*WHAT THE TASK REQUIRES:* Reproduce this listing from its first line through the line with "I assume rules_js", inclusive, leaving out all that follows.

*DATA UNDER STUDY:*
PR #457, opened 2022-09-16
feat: supply a @pnpm//:pnpm binary

### LINKED ISSUE #247: Support migration without installing pnpm, node, etc. on host
I assume rules_js has access to node and pnpm binaries through bazel targets. Could `main/docs/migrate.md` be updated to mention the `bazel run` command that's equivalent to `pnpm install` based on a local pnpm installation?

Part of the beauty of bazel is there is often no need to install random development tools on a workstation, so I prefer `bazel run` wherever possible.

alexeagle:
This lets us document how to run Bazel's managed node and pnpm, without leaking out to the system node.

Requires a new feature on npm_import so that we can inject more content to the BUILD file.

Fixes #247

### DIFF
--- a/npm/private/npm_import.bzl
+++ b/npm/private/npm_import.bzl
@@ -415,6 +415,9 @@ def _impl(rctx):
         version = rctx.attr.version,
     ))
 
+    if rctx.attr.extra_build_content:
+        rctx_files["BUILD.bazel"].append("\n" + rctx.attr.extra_build_content)
+
     if bins:
         virtual_store_name = utils.virtual_store_name(rctx.attr.package, rctx.attr.version)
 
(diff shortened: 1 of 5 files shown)


alexeagle:
Note, this is following up from a TODO: https://github.com/aspect-build/rules_js/pull/377#issuecomment-1211151735

npm/private/npm_import.bzl
```diff
@@ -415,6 +415,8 @@ def _impl(rctx):
         version = rctx.attr.version,
     ))
 
+    rctx_files["BUILD.bazel"].append(rctx.attr.extra_build_content)
```
gregmagolan, line 418: perhaps
```
if rctx.attr.extra_build_content:
```
then append a new line first

gregmagolan (approved):
🌮

npm/private/npm_import.bzl
alexeagle: The _JS_PACKAGE_TMPL happens to end with newline, so we don't need one, but you're right we may as well be defensive here

alexeagle:
Also updated to allow `extra_build_content=["list", "of", "lines"]` like `write_file`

*RESULT OF THE EXERCISE:*
PR #457, opened 2022-09-16
feat: supply a @pnpm//:pnpm binary

### LINKED ISSUE #247: Support migration without installing pnpm, node, etc. on host
I assume rules_js has access to node and pnpm binaries through bazel targets. Could `main/docs/migrate.md` be updated to mention the `bazel run` command that's equivalent to `pnpm install` based on a local pnpm installation?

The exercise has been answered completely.